(September 6, 2009 at 2:25 pm)fr0d0 Wrote: No I can fully understand your reasoning, and have said so many times. I just don't accept it. I know better in my own mind.
My point was that you say that I can't understand your reasoning because if I did then I would accept it. I'm saying that I could just as easily say the same to you. You say that you understand it 'fully' but don't accept it, but I'm then saying that if you really understood it fully then you would accept it! Just as you say to me.
Quote:You are different to me - you won't begin to let yourself understand (a self imposed restriction) with your proviso that you must have reason to accept the whole thing first.
This has been your own claim. As I have said time and time again, I'm totally willing to consider your views, that's the point of this debate. I just don't accept them as truth because I see no evidence, just as you don't accept mine.
The point has been me asking you why you believe belief without evidence is ever rational, why God is a special case, and why evidence not being possible for him - makes it any more rational to believe in him without it!
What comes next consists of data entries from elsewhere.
PR #638, opened 2024-05-03
Prefer if-let shorthand in `CountLines.swift`

KS1019:
`CountLines.swift` uses the mix of the normal if-let and the shorthand. This PR changes the normal version to the shorthand to stay consistent.

### Checklist
- N/A I've added at least one test that validates that my change is working, if appropriate
- N/A I've updated the documentation if necessary

### DIFF
--- a/Examples/count-lines/CountLines.swift
+++ b/Examples/count-lines/CountLines.swift
@@ -31,7 +31,7 @@ struct CountLines: AsyncParsableCommand {
 extension CountLines {
     var fileHandle: FileHandle {
         get throws {
-            guard let inputFile = inputFile else {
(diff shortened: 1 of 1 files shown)


natecook1000:
Looks good to me, now that we're on 5.7 as the minimum Swift version. Thanks, @KS1019!

natecook1000:
@swift-ci Please test

rauhul:
We can merge this, but I personally really dislike this syntax because it doesn't work with property chaining. This becomes a deal breaker for me because explicit `self` is a _must_ imo.

rauhul:
@swift-ci test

Why believe at all?
Quote:As we've been over many times, there can be no corroboratable evidence of God. That is the nature of God as we (Christians) can know it, assuming God. It is an entirely rational exercise, unlike most other subjects that can be evidenced, and therefore do not require rational cognition.
So: The assumption can have no basis in corroborated evidence.
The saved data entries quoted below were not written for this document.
Issue #633, opened 2024-04-23
Add ability to infer root command name from CLI args


bisgardo:
The command name of a (`Async`)`ParsableCommand` is [inferred from the name of the struct](https://apple.github.io/swift-argument-parser/documentation/argumentparser/commandconfiguration/commandname) by default.

For the root command, this name is never actually part of a command; it's only used in the usage string. 
You can of course override it manually, but you never know if the executable gets renamed.

In my understanding, it's common for the usage string to use the actual name the command was invoked with (i.e. `argv[0]` in C terms). And I also think that's the only appropriate default behavior.

Issue #570, opened 2023-05-20
Wrong executable name reported in `usage`.


dabrahams:
Executable name in usage messages is synthesized from the `@main` struct name.  That's incorrect by almost any measure: no executable by that name exists in most cases.  IMO the right behavior is to report the executable name as `CommandLine.arguments.first!`.  There are at least several command-line packages that are installed as a family of symlinks to a single executable, where the behavior of the command may actually depend on the name of the symlink through which it was invoked.

Replace this paragraph with a short description of the incorrect incorrect behavior. If this is a regression, please note the last version that the behavior was correct in addition to your current version.

**ArgumentParser version:** 1.2.2
**Swift version:** swift-driver version: 1.75.2 Apple Swift version 5.8 (swiftlang-5.8.0.124.2 clang-1403.0.22.11.100)
Target: arm64-apple-macosx13.0

### Checklist
- [x] If possible, I've reproduced the issue using the `main` branch of this package
- [x] I've searched for [existing GitHub issues](https://github.com/apple/swift-argument-parser/issues)

### Steps to Reproduce

Use this source to create a command-line tool with executable named "foo," then run the tool with no arguments

```
import ArgumentParser
import Foundation

@main
struct TesterOfThings: ParsableCommand {
  @Argument(help: "Paths.", transform: URL.init(fileURLWithPath:))
  var files: [URL]

  func run() throws {
    print(CommandLine.arguments)
  }
}
```

### Expected behavior
A message is printed that describes the usage of the `foo` command.

### Actual behavior
A message is printed that describes the usage of the nonexistent `tester-of-things` command.

rauhul:
Definitely a bug, I haven't at the command cluster support (e.g. `git-x` invocable as `git x`) code in a while so I'm not sure sure how much work this will take to fix offhand, though my guess is that this shouldn't be too hard.

natecook1000:
See also https://github.com/apple/swift-argument-parser/issues/295

natikgadzhi:
It looks like if the `ParsableCommand` has `configuration` that contains `usage` or `commandName`, those will be used instead of defaulting to `ParsableCommand.Type`.

`HelpGenerator` [builds `toolName` from `ParsableCommand.Type`](https://github.com/apple/swift-argument-parser/blob/main/Sources/ArgumentParser/Usage/HelpGenerator.swift#L104), and then we pass that into `UsageGenerator`. 

[...]

Issue #295, opened 2021-04-03
USAGE command name should always reflect the actual binary name


eaigner:
The default `USAGE` output derives the usage command name from the `ParsableCommand` type name. Now this might be correct or not. The "correct" way would be to always use the last path component of `argv[0]`, as it would also show the correct string in case the build product name is different from the class name or the user renames the tool.

While there is `_commandName` I can use to override this, it is marked as for internal use only.

frou:
Another common occurrence of this is running the executable via a symlink, where the symlink has a different basename to the executable it's pointing to.

I guess `ProcessInfo.processInfo.processName` from Foundation already has to logic for processing `argv[0]`?

amomchilov:
@frou TIL about `ProcessInfo.processInfo.processName`, thanks for sharing!

I worked around this with:

```swift
	static var _commandName: String {
		// Workaround for https://github.com/apple/swift-argument-parser/issues/570
        ProcessInfo.processInfo.processName
	}
```

I know it's "for internal use only", but there's no other way. Mia culpa :)

https://github.com/apple/swift-argument-parser/blob/fd0db17fa290b350a06b937ba55c5e850bbfeb25/Sources/ArgumentParser/Parsable%20Types/ParsableCommand.swift#L18-L23

PR #641, opened 2024-05-31
Help text: Display argv[0] for root command by default

dcantah:
Fixes: #633 #570 #295
    
This seems like the "correct" default, although I'm sure there's some crazy edge case I'm failing to take into account. If your root command had the same name as the resulting binary you produce, this was never an issue, however if your root command was named anything else, then the current Usage/help text was kind of odd.

If you don't specify an explicit commandName in CommandConfiguration, we would take the root command name and generate a command name for you out of hyphens. So, `RootCommand` would become `root-command` and this is what would be displayed in the usage text for `/path/to/cool-binary --help`, even though intuitively you'd expect to see `USAGE: cool-binary`.

The current behavior was also strange for binaries that are classically invoked via symlinks as the same thing would happen. In this case imagine the struct name matched the actual binaries name, but because the symlink is what users actually
invoke you could end up seeing an unfamiliar name in help text regardless. Using argv[0] solves most of these problems.

The downside here is a LOT of tests need to change. I went with foregoing the new approach if the user explicitly provides a command name, so most of the existing tests that check for exact string matches of help text either need to replace the
command name with the first argument of the binary that is running the test (xctest, but it doesn't really matter what it is as I've added a helper to plop in the first argument for all of these tests), or they need to define CommandConfiguration(commandName: "name-we-want"). For any tests that implemented ParsableCommand I mostly went with the latter to make as few changes as possible.

Given this seems like mostly a UX change, I hope this seems sane.

### Checklist

### DIFF
--- a/Sources/ArgumentParser/Parsable Types/CommandConfiguration.swift
+++ b/Sources/ArgumentParser/Parsable Types/CommandConfiguration.swift
@@ -15,6 +15,10 @@ public struct CommandConfiguration: Sendable {
   ///
   /// If `nil`, the command name is derived by converting the name of
   /// the command type to hyphen-separated lowercase words.
+  /// 
+  /// NOTE: In help and usage texts if this is the root command and commandName is
+  /// `nil`, the name shown will be derived from the binary being invoked (argv[0]),
+  /// otherwise `commandName` will be displayed.
   public var commandName: String?
 
   /// The name of this command's "super-command". (experimental)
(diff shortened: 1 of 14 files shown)


dcantah:
I missed https://github.com/apple/swift-argument-parser/pull/501 from @smvz that already exists.. It seems we went in two directions though, his change is opt-in while this is changing the default behavior of the root command. His likely makes more sense from a back compat standpoint (and has the benefit of not needing all the test changes).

Once again, not relevant to my question. As I said, whether there can be evidence or not what I'm asking. I'm asking why you should ever believe without any. If you don't have corroborated evidence, then what evidence do you have? Whether there can be evidence or not is not what I'm asking, what I'm asking is why you believe it's rational to believe in God without evidence.
If you have evidence of any form, what is it?
Quote:God is not just unprovable according to me. It is according to Christianity... a 2000 year old belief that has always held this view. The idea is common across many other beliefs too. Not that that is of any significance, other than to counter your attempt to make me sound like I am unique in holding this POV.
I'm not questioning whether there can be evidence for God, I'm not questioning the provability/unprovability of God - I'm questioning why you think it's rational to believe in God without evidence, when in other cases you believe on evidence. Now you are saying you do have evidence, it's just not corroborated evidence, right? So I'd like to know of this evidence then. If it's not evidence that can be known of, in any way, shape or form, then what are you talking about here exactly, and how is it evidence? It has to just give credence to the God belief in some way otherwise it's not evidence...and if it's not evidence then why are you believing in God without evidence, when you don't with at least many other things? Why believe at all, without evidence?
Quote:Other gods (as in the definition of other gods) fail to rationally satisfy serious inquiry. Believers in those gods would disagree with me, much the same as you disagree given your standpoint. As I started, I can understand all these POV, even though I don't accept them.
One thing all these Gods share in common, is that their believers believe in them, and they believe that they have evidence, or - like you - they don't believe in their God with evidence (or they believe in some 'other' evidence that they have so far, failed to give), but then they at least seem to always fail to explain why it's rational to believe without any, when in at least many other matters they would expect evidence first before believing. They just treat God as an exception.